**WORK TO COMPLETE:** Every entry below is to be copied exactly as written.

[Stored items]
PR #607, opened 2026-04-09
feat: capture daily snapshots of aggregated task completion data

audreypho:
# Description

Adds daily scheduled snapshots of task completion data for each unit aggregated at a tutorial level by task and status.

Fixes # (issue)

## Type of change

# How Has This Been Tested?

- [x] units_api_test.rb
- [ ] task_completion_snapshot_test.rb
- [x] unit_model_test.rb

# Checklist:

If you have any questions, please contact @macite or @jakerenzella.


app/models/unit.rb
```diff
@@ -3116,27 +3108,63 @@ def get_tutor_times_csv(start_date: nil, end_date: nil, timezone: nil, ignore_se
...
+      result[campus_name] ||= {}
+
+      task_definitions.each do |td|
+        tutorial = project.tutorial_for(td)
+        tutorial_name = tutorial&.abbreviation || 'Unassigned'
+
+        result[campus_name][tutorial_name] ||= {}
+        result[campus_name][tutorial_name][td.abbreviation] ||= {}
+
+        task = project.task_for_task_definition(td)
```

**RESULT:**
PR #607, opened 2026-04-09
feat: capture daily snapshots of aggregated task completion data

audreypho:
# Description

Adds daily scheduled snapshots of task completion data for each unit aggregated at a tutorial level by task and status.

Fixes # (issue)

## Type of change

# How Has This Been Tested?

- [x] units_api_test.rb
- [ ] task_completion_snapshot_test.rb
- [x] unit_model_test.rb

# Checklist:

If you have any questions, please contact @macite or @jakerenzella.


app/models/unit.rb
```diff
@@ -3116,27 +3108,63 @@ def get_tutor_times_csv(start_date: nil, end_date: nil, timezone: nil, ignore_se
...
+      result[campus_name] ||= {}
+
+      task_definitions.each do |td|
+        tutorial = project.tutorial_for(td)
+        tutorial_name = tutorial&.abbreviation || 'Unassigned'
+
+        result[campus_name][tutorial_name] ||= {}
+        result[campus_name][tutorial_name][td.abbreviation] ||= {}
+
+        task = project.task_for_task_definition(td)
```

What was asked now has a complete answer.